Eventually, GW released books for each army, but along the way, another problem appeared: while initial codices were fairly-well balanced against each other, later releases were alarmingly more powerful, a phenomenon quickly dubbed “codex creep.” Anyone remember the 3rd edition Tyranid codex, which allowed players to mutate Nids into all kinds of uber-nastiness? The epitome of “codex creep” was probably the second Codex: Chaos Space Marines for 3rd Edition, which, for example, gave Iron Warriors Heavy Support choices unavailable to other Chaos Marines AND gave them extra HS slots in exchange for Fast Attack slots.
Fourth Edition came along, and another problem appeared: codices were revised and released for the most popular armies, but not others. This meant that some players were still using the 3rd Edition books while others had shiny new rules that worked better with the 4e rule system. “Codex creep” also continued, so that the armies that still used older books fell further and further behind in the arms race.
Unfortunately, this has continued into the current, Fifth Edition. While GW is trying to rectify the situation by updating armies that had been ignored for a long time (Orks, Space Wolves, Blood Angels), there are still several others (Dark Eldar, Necrons, and Daemonhunters) that are still played only by hardcore fans, tactical masters who relish a hefty challenge, and folks who don’t know any better.
The current state of affairs—long delays between updates and escalating power levels—angers players and leads to armies being sold off, retired, or converted to other purposes. As GW scrambles to catch up, Dark Eldar and Necron players can only sit and twiddle their thumbs while Tau, Eldar, and Black Templar players gripe that their books, released only a few years ago, are sorely lacking under the 5e conditions. Currently, it seems that only players of Space Marines, Space Wolves, Imperial Guard, Orks, and Nids (the latest books published) are happy (and there are even players of those armies that gripe).
The solution—once and for all—to all this nonsense and player discontent is that when the next edition of the rules comes around (which should be around 2012, if GW follows the schedule that they have set over the last decade or so), GW should put out a separate publication—hardcover and roughly as large as the new rulebook—that serves as Codex: Armies of the 41st Millennium. That is, every army in the book, with every unit, every piece of wargear, and the necessary lists and descriptions. All the armies released at the same time, all carefully playtested and balanced against each other. No more waiting, no more “codex creep.”

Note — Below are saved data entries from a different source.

PR #6906, opened 2023-08-20
fix(api): ensure that normalization of boolean, ints and floats fail with readable error message

cpcloud:
Fixes an issue where error messages normalizing certains kinds of literals was not readable due to missing to f-string sigil.


cpcloud:
Merging!

PR #9516, opened 2024-07-04
feat(polars): support version 1.0 and later

cpcloud:
Support Polars 1.0 and set lower bound to 1.0. There are many behavioral changes in Polars 1.0, such that it makes it difficult to justify supporting so many older versions. I say we cut losses and jump to 1.0 as the lower bound.


cpcloud:
Core dump reported upstream in https://github.com/pola-rs/polars/issues/17425.

chloeh13q:
p.s. probably want to update the conda env files too - they're not upper bounded right now and I was running into problems when I updated my environment, but since this is going in soon (I think?) maybe we can just directly bump it to 1.+ there too instead of having an intermediary change?

cpcloud:
@chloeh13q Yep, thanks!

gforsyth (approved):
:shipit:

PR #9518, opened 2024-07-04
refactor(viz): avoid repeatedly rendering redundant schemas in graphviz output

cpcloud:
Avoids rendering schemas for `Simple` relations in graphviz output, which are the relations that do not alter their schema in any way.


gforsyth:
A non-trivial query:

Before:
tmp65zr3_jm

After:
tmphnxtrvnj


This seems a bit cleaner to me?  Thoughts?

gforsyth (approved):

PR #9519, opened 2024-07-04
fix(datatypes): proper handling of srid in geospatial datatypes

### LINKED ISSUE #9465: bug: Loading geometry from postgres with SRID gives error
### What happened?

Very similar to #8807. When trying to load a table with a geometry that has an SRID set, I get the following error:

`TypeError: SqlglotType._from_sqlglot_GEOMETRY() takes from 1 to 2 positional arguments but 3 were given`

Here is a reproducible example:

```sql
drop table if exists v_test;
CREATE TABLE v_test (
    id int8 NULL,
    lonlat geometry(Point, 4326) NULL
);

INSERT INTO v_test (id, lonlat)
VALUES 
    (2, st_setsrid(st_makepoint(5.7, 53.2),4326));
```

```python
import ibis

pg_con = ibis.connect(
    "postgresql://blablabla",
)

pg_con.sql("select * from v_test").execute()
```

If it helps, loading this table with geopandas does not give errors.

ibis-framework[postgres,geospatial]==9.1.0

(Also tried --pre)

Postgres

### Relevant log output

_No response_

### Code of Conduct

ncclementi:
- Closes #9465

This is still broken, some how the srid value is not being passed properly to `_from_sqlglot_GEOMETRY`, I think it's because I need to change something in `from_ibis` too, but not sure how to handle passing the param.

I'm constructing well, the ibis_type in the test, I see 
```
pp ibis_type
GeoSpatial(geotype='geometry', srid=1234, nullable=True)
```

But when this is passed to `SqlglotType.from_ibis(ibis_type)` I'm missing somthing that I don't quite pin point yet. 

Any comments are welcome


cpcloud:
This isn't hitting the codepath because the round trip assertion first produces a SQLGlot type, but without the SRID, which is incorrect, and then converts that back to an Ibis type that doesn't have the SRID (because it wasn't produced).

cpcloud:
You have to also adjust the `_from_ibis_GeoSpatial` method to include the SRID in the SQLGlot output.

ncclementi:
I added the srid in the  `_from_ibis_GeoSpatial`  and that seems to be generating the right thing, but for the roundtrip, I'm not sure how to modify the `to_ibis` pass the srid properly to the method. As is, with the test example I'm working, I get
```
-> restored_dtype = SqlglotType.to_ibis(sqlglot_result)
(Pdb) pp sqlglot_result
DataType(
  this=Type.GEOMETRY,
  expressions=[
    DataTypeParam(
      this=Literal(this=1234, is_string=False))])
(Pdb) pp SqlglotType.to_ibis(sqlglot_result)
*** KeyError: '1234'
```

Clearly I'm missing something here, but not sure what the syntax is to be ale to pass the srid, 

```python
 if method := getattr(cls, f"_from_sqlglot_{typecode.name}", None):
            dtype = method(*typ.expressions)
 ```

**Comment by cpcloud** [comment]
Pushed up a few changes to get this working for both geometry and geography, was a bit gnarlier than I thought. The issue was that all the Point/MultiPoint etc types need to be handled separately so that they can be passed as a `DataTypeParam` argument when coming **from** Ibis, and then also that they are transformed to the right bits when going **to** Ibis.

File: ibis/backends/sql/tests/test_datatypes.py [hunk 1]
```diff
@@ -63,10 +64,16 @@ def test_roundtripable_types(ibis_type):
...
+    assert sqlglot_result.args["this"] == getattr(
+        sge.DataType.Type, ibis_type.geotype.upper()
     )
+    assert sqlglot_result.args["expressions"] == [
+        sge.Var(this=ibis_type.__class__.__name__.upper())
+    ]
+    assert SqlglotType.to_ibis(sqlglot_result) == ibis_type
+
+
+# def test_geotype_with_srid
```
ncclementi, line 76: whoops
```suggestion
```

ibis/tests/strategies.py
```diff
@@ -178,22 +178,28 @@ def struct_dtypes(
...
 def specific_geometry_dtypes(nullable=_nullable):
+    geotype = st.one_of(st.just("geography"), st.just("geometry"))
     return st.one_of(
-        st.builds(dt.Point, nullable=nullable),
-        st.builds(dt.LineString, nullable=nullable),
-        st.builds(dt.Polygon, nullable=nullable),
-        st.builds(dt.MultiPoint, nullable=nullable),
-        st.builds(dt.MultiLineString, nullable=nullable),
-        st.builds(dt.MultiPolygon, nullable=nullable),
+        st.builds(dt.Point, geotype=geotype, nullable=nullable),
```
ncclementi, line 197: do we need to add a cases with `srid` not `None` here? or the test with the general Geometry and geography dtype is enough?

cpcloud: Just added some, nice catch!

ibis/tests/strategies.py
```diff
@@ -178,34 +178,40 @@ def struct_dtypes(
...
 
 
-def geometry_dtypes(nullable=_nullable, srid=None):
+def geometry_dtypes(nullable=_nullable):
     return st.builds(
         dt.GeoSpatial,
         geotype=st.just("geometry"),
         nullable=nullable,
-        srid=st.just(srid),
+        srid=st.one_of(st.just(None), st.just(4321)),
```
ncclementi, line 186: Is this to build the two separate strategies? If so, pretty neat : )

ibis/tests/strategies.py
ncclementi: as I posted, you fixed this, nice!

ibis/tests/strategies.py
cpcloud: Yep!

cpcloud:
Looks like I broke a few things. Have an idea how to fix it, but checking out for the day, happy 4th!

cpcloud:
Gonna add the test case from the original issue here as well!

cpcloud (approved):
@ncclementi This LGTM if you want to give it another look!

ibis/backends/sql/datatypes.py
```diff
@@ -27,8 +27,6 @@
     typecode.ENUM16: dt.String,
     typecode.FLOAT: dt.Float32,
     typecode.FIXEDSTRING: dt.String,
-    typecode.GEOMETRY: partial(dt.GeoSpatial, geotype="geometry"),
```
ncclementi, line 30: Small question, we don't need these ones any more because we will always git this path
`method := getattr(cls, f"_from_sqlglot_{typecode.name}", None)` in `to_ibis()` now?

ncclementi (commented):
LGTM, thanks for taking this across the line, looks like it got a bit gnarly.

I left a comment with one question, but it's mostly for my understanding.

ibis/backends/sql/datatypes.py
cpcloud: No, they were never used prior to this PR as well.

cpcloud:
Thanks @ncclementi! Merging.

PR #9549, opened 2024-07-10
feat(geospatial): use geoarrow extension types when returning geometry columns as pyarrow

paleolimbot:
## Description of changes

Currently, GeoSpatial types are returned to pyarrow as `pa.binary()`, which drops the SRID and geometry/geography-ness of the column. Returning these columns marked as a GeoSpatial type allows other tools (e.g., lonboard for visualization) to pick this up.

I haven't kicked the tires on this at all yet and I almost certainly haven't thought through the implications here!


kylebarron:
This looks awesome! Along with https://github.com/ibis-project/ibis/pull/9143, with this PR you should be able to pass an `ibis.Table` directly into `lonboard.viz`, because the `viz` function will see that an `__arrow_c_stream__` dunder exists, then be able to interpret the data directly.

ibis/formats/pyarrow.py
```diff
@@ -161,7 +193,23 @@ def from_ibis(cls, dtype: dt.DataType) -> pa.DataType:
...
-            return pa.binary()
+            # Resolve CRS
+            if dtype.srid is None:
+                crs = None
+            elif dtype.srid == 4326:
+                crs = geoarrow_types.OGC_CRS84
+            else:
+                # Warn for dropped CRS? Or geoarrow.types would need a lookup table
+                # for srid -> PROJJSON
+                crs = None
```
kylebarron, line 204: Is pyproj a dependency? Is it safe to assume that an srid refers to an EPSG code?

ncclementi: Looks like it comes along, when we install `pip install 'ibis-framework[duckdb, geospatial]'`. 

```sh
Installing collected packages: pytz, tzdata, typing-extensions, toolz, sqlglot, six, pygments, 
pyarrow-hotfix, parsy,  packaging, numpy, mdurl, duckdb, click, certifi, bidict, attrs, atpublic,
shapely, python-dateutil, pyproj, pyarrow, markdown-it-py, cligj, click-plugins, rich, pandas,
 fiona, ibis-framework, geopandas
```

paleolimbot: Nice!

> Is it safe to assume that an srid refers to an EPSG code?

It depends where it comes from...a user typing it probably meant EPSG code, but otherwise it would be backend-specific (e.g., queryable using https://postgis.net/docs/using_postgis_dbmanagement.html#spatial_ref_sys_table ). It is usually an EPSG code in most practical use-cases (but could be a user-defined ID).

I'll workshop this a little and see what we can do!

cpcloud:
@paleolimbot Let us know when you're ready for a review!

cpcloud (approved):

pyproject.toml
```diff
@@ -173,7 +174,7 @@ visualization = ["graphviz"]
 decompiler = ["black"]
 deltalake = ["deltalake"]
 examples = ["pins", "fsspec"]
-geospatial = ["geopandas", "shapely"]
+geospatial = ["geoarrow-types", "geopandas", "shapely"]
```
cpcloud, line 177: Since we're importing pyproj directly, we need to add it as an optional dependency for the geospatial extra, I can take care of that.

cpcloud: Done!

cpcloud (approved):
Excellent!

pyproject.toml
```diff
@@ -64,6 +64,8 @@ db-dtypes = { version = ">=0.3,<2", optional = true }
 deltalake = { version = ">=0.9.0,<1", optional = true }
 duckdb = { version = ">=0.8.1,<2", optional = true }
 geopandas = { version = ">=0.6,<2", optional = true }
+geoarrow-types = { version = ">=0.2,<1", optional = true }
+pyproj = { version = ">=3.3.0,<4", optional = true }
```
ncclementi, line 68: Just to be sure, we are making `pyproj` an explicit dependency. I know it comes when installing geopandas, which is already a dependency. I guess explicit better than implicit in this case.

cpcloud: Yeah, it's generally a bad idea to assume that a package will forever and always include a dependency that you require. If there's a top-level import for a package, it needs to be included as an explicitly dependency.

PR #9554, opened 2024-07-11
feat(duckdb): speedup to_pandas/execute

lostmygithubaccount:
## Description of changes

use `duckdb_table.df()` directly instead of going through Apache Arrow to pandas for significant speedup of `table.execute()`/`table.to_pandas()`

## Issues closed

zulip topic: https://ibis-project.zulipchat.com/#narrow/stream/405265-tech-support/topic/ibis.2Educkdb.20over.20300X.20slower.20than.20raw.20duckdb


lostmygithubaccount:
not sure why so many tests are failing

robdmc:
I wanted to mention here that adopting this PR may alter the way timezones are handled in the returned dataframe.  See the zulip topic linked above.

cpcloud:
This is the right approach to the issue here, which is that apparently passing `timestamp_as_object=True` to arrow array's `to_pandas` method is much slower than passing `timestamp_as_object=False`.

cpcloud:
Closing in favor of #9556.

PR #9555, opened 2024-07-11
docs: add a note on docs preview

chloeh13q:
## Description of changes

add a note on docs preview

### DIFF
--- a/docs/contribute/01_environment.qmd
+++ b/docs/contribute/01_environment.qmd
@@ -221,6 +221,15 @@ just docs-preview
 
 to build and serve the documentation.
 
+::: {.callout-tip}
+If you're getting reference errors (e.g., `reference/operations.qmd` not found), you may need to run
+```bash
+just docs-api-preview
+```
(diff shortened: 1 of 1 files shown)


chloeh13q:
@lostmygithubaccount There's `just docs-api-preview` and `just docs-preview` and `just docs-api-preview` actually does already do both (which I think is what you meant by updating the justfile instead so that `just docs-preview` does it for API docs too). I'm guessing that we kept both because `just docs-preview` is slightly cheaper and faster... But we could also just not have `just docs-preview`...

ncclementi:
I run into this couple of times, I think it's useful to have it on the docs, and I agree that if you are not touching API docs, and you want to render the docs, I wouldn't want to have to build the API docs all the time. 

 But I wonder if there is a way of adding it as a Warning right before the just docs-preview is run, 

I'm not sure what's the right syntax. 

But in here, running something like `echo "Warning: make sure to run the API docs `just docs-api-preview` or you will get a reference error"`

PR #9556, opened 2024-07-12
perf(duckdb): speedup timestamp conversion by avoiding conversion to object

cpcloud:
Redo of #9554. The slow bit here was object conversion of timestamps, which seemed to only be hit by this one test.

### DIFF
--- a/ibis/formats/pandas.py
+++ b/ibis/formats/pandas.py
@@ -200,8 +200,10 @@ class PandasData(DataMapper):
 
     @classmethod
     def convert_Timestamp(cls, s, dtype, pandas_type):
-        if isinstance(dtype, pd.DatetimeTZDtype):
-            return s.dt.tz_convert(dtype.timezone)
+        if isinstance(pandas_type, pd.DatetimeTZDtype) and isinstance(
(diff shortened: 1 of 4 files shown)


cpcloud:
Still about 5x left that we're losing, but that can be done in a follow up.

cpcloud:
Ok found a few of the remaining Xs in a bug 🐞

ibis/formats/pandas.py
```diff
@@ -200,8 +200,10 @@ def convert_Boolean(cls, s, dtype, pandas_type):
 
     @classmethod
     def convert_Timestamp(cls, s, dtype, pandas_type):
-        if isinstance(dtype, pd.DatetimeTZDtype):
```
cpcloud, line 203: This check was always `False`, because `dtype` is always an Ibis type.

gforsyth (approved):
This looks good to me, and I think the shift from `ns` to `us` precision is a non-issue here, since DuckDB doesn't support `ns` timestamps in the first-place, so it's mostly a very small change in the representation of the results, but the values aren't fundamentally changing.

PR #9559, opened 2024-07-12
fix(case): fix dshape, error on noncomparable and empty cases

NickCrews:
This is pinning down the expected behavior for cases before tackling the case() to cases() switch in https://github.com/ibis-project/ibis/pull/9096 so that PR can be simpler

### DIFF
--- a/ibis/tests/expr/test_case.py
+++ b/ibis/tests/expr/test_case.py
@@ -215,15 +215,11 @@ def test_case_mixed_type():
     assert result["label"].type().equals(dt.string)
 
 
-def test_err_on_nonbool(table):
+def test_err_on_nonbool_expr(table):
     with pytest.raises(SignatureValidationError):
         ibis.case().when(table.a, "bar").else_("baz").end()
-
-
-@pytest.mark.xfail(reason="Literal('foo', type=bool), should error, but doesn't")
-def test_err_on_nonbool2():
     with pytest.raises(SignatureValidationError):
-        ibis.case().when("foo", "bar").else_("baz").end()
+        ibis.case().when(ibis.literal(1), "bar").else_("baz").end()
 
 
 def test_err_on_noncomparable(table):
--- a/ibis/tests/expr/test_case.py
+++ b/ibis/tests/expr/test_case.py
@@ -1,10 +1,13 @@
 from __future__ import annotations
 
+import pytest
+
 import ibis
 import ibis.expr.datatypes as dt
 import ibis.expr.operations as ops
 import ibis.expr.types as ir
 from ibis import _
+from ibis.common.annotations import SignatureValidationError
 from ibis.tests.util import assert_equal, assert_pickle_roundtrip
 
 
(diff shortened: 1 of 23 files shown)


ibis/tests/expr/test_case.py
```diff
@@ -162,8 +200,6 @@ def test_multiple_case_null_else(table):
     op = expr.op()
     assert isinstance(expr, ir.StringColumn)
     assert isinstance(op.default.to_expr(), ir.Value)
-    assert isinstance(op.default, ops.Cast)
```
NickCrews, line 165: this is an implementation detail we shouldn't test

cpcloud:
Ok, I think this is pretty close. I'm going to take it over and hopefully merge it.

ibis/tests/expr/test_case.py
```diff
@@ -177,3 +213,31 @@ def test_case_mixed_type():
...
+
+def test_err_on_nonbool(table):
+    with pytest.raises(SignatureValidationError):
+        ibis.case().when(table.a, "bar").else_("baz").end()
+
+
+@pytest.mark.xfail(reason="Literal('foo', type=bool), should error, but doesn't")
+def test_err_on_nonbool2():
+    with pytest.raises(SignatureValidationError):
+        ibis.case().when("foo", "bar").else_("baz").end()
```
cpcloud, line 226: I'm going to try to fix this issue in this PR.

cpcloud: This is slightly weird, because we allow conversion from `int` to `bool` during `literal` input normalization, which does match the Python behavior of e.g., `bool(1)`. This would be a breaking change, and we have a test (`test_ifelse_function_literals`) for this so I'm going to delete the test in this PR, as this behavior is intentional, there's even a comment in the test, specifically about this behavior!

cpcloud: FTR this is the kind of hairy problem that we should not just start writing a bunch of tests for without exploring the issue more. It's a significant behavior change.

cpcloud (approved):

ibis/tests/expr/test_case.py
NickCrews: I think this would be my ideal behavior:
- ibis.case().when("foo") -> error
- ibis.case().when("True") -> error
- ibis.case().when(1) -> error
- ibis.case().when(True) -> works
- ibis.case().when(ibis.literal("True", type=bool)) -> works

in general, I think we should follow the guidelines of

- If handed an ibis Expr, it must be .is_boolean()
- If handed anything else, we pass it to ibis.literal(x) (without explicitly saying `type=bool`!) and the result had better be .is_boolean(), else error.

Is this the behavior you would want? if so, we should adjust the other test to match

cpcloud: I think that behavior has more cases to understand and handle than the current behavior, which is fairly easy to explain:

1. Not an ibis expression -> call the `bool` builtin on the input
2. Ibis expression -> check that it's `.type()` is boolean.

Having a third case of "call `bool` on the input only if the input type is specified is **a lot** of work to implement, including a big literal refactoring to differentiate between a type that was passed and one that wasn't with very little benefit IMO.

Also, just to make sure we're on the same page:

```
In [1]: bool("True") == bool("False")
Out[1]: True
```

Ibis tries to follow Python behavior where it makes sense.

NickCrews: > 1. Not an ibis expression -> call the bool builtin on the input
> 2. Ibis expression -> check that it's .type() is boolean.

Nice, yes this is better than what I proposed. But it still does have a bit of a footgun, I don't love how `ibis.case().when("False", ...)` does opposite of what you might expect. Could we adjust the algorithm to

1. Not an ibis expression -> `assert isinstance(arg, bool)`, then do `arg = ibis.literal(arg)`
2. Ibis expression -> check that it's .type() is boolean.

It's a little more restrictive (users might need to do `case.where(bool(x))` where before they just had `case.where(x)`) and slightly breaking, but I think this might also catch some real bugs in people's code.

> Also, just to make sure we're on the same page:

Thanks, I was NOT on the same page, I mistakenly thought `bool("False") == False` and `bool("foo")` errored.

cpcloud: I don't have much to back up this claim, but we haven't gotten any bug reports about this yet, but we can certainly have a discussion when they come up. I'd rather not incur a bunch of development overhead for something that might happen.

NickCrews: sounds good!

PR #9560, opened 2024-07-12
chore(test): consolidate ifelse() and case() tests

NickCrews:
Prepping for https://github.com/ibis-project/ibis/pull/9096

- moves several .ifelse() and .substitute() tests from ibis/backens/test/test_generic.py into a new test_conditionals.py
- moves some .case() tests from the pandas and dask backends into there, so the other backends are now tested as well, and removed duplication.
- adds a test case that `ibis.literal(5).nullif(5).case().when(None, "oops").else_("expected")` results in "expected". Not saying this is actually the best behavior,
but it is currently what we claim to be expected. Perhaps we want to revisit.

### DIFF
--- a/ibis/backends/dask/tests/test_operations.py
+++ b/ibis/backends/dask/tests/test_operations.py
@@ -773,64 +773,6 @@ def test_quantile_group_by(batting, batting_pandas_df):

“That’s impossible!” GW will cry. No, it’s not. They put out an abbreviated version of each army list in the back of the 3rd Edition rulebook so that players could get by until their proper codex was released. Expand on that idea and make it a full-fledged book. For an analogy, think of “Codex: Everybody” as a Players Handbook or a Monster Manual for 40K. While the rules for the next edition are being developed, GW should put together a team to develop updated army lists that work with those rules. Put a project manager in to oversee both to ensure compatibility. I’m a certified PM, folks: trust me when I tell you that it’s not that hard.
“How would you put all the stuff from the current codices into one book?” Well, you wouldn’t. Let’s be real: about half of the current codices is fluff and filler. Look at the latest Codex: Tyranids—literally open it up (if you have it, and if not, you really ought to, because you’ll be seeing a lot of Bugs in your gaming future) and follow along with me.
After the introduction on page 3, pages 4-32 is artwork and fiction, which is nice, but not essential to playing. You could rip those pages out of your book and still be able to use your army. Page 33 has special rules—you have to have this page to effectively play Nids, so it stays. Pages 34-61 are unit descriptions, with stats and special features of each unit given at the end. While these unit descriptions are convenient at one page each, and can be interesting to read for getting a feel for each unit, do we need all the verbosity? For example, do you really need five thick paragraphs of text to describe Hormagaunts and what role they fill in the Tyranid swarm? Really? I’ve been a professional editor: I bet I can do it in one, maybe two paragraphs. Brevity is everything in writing.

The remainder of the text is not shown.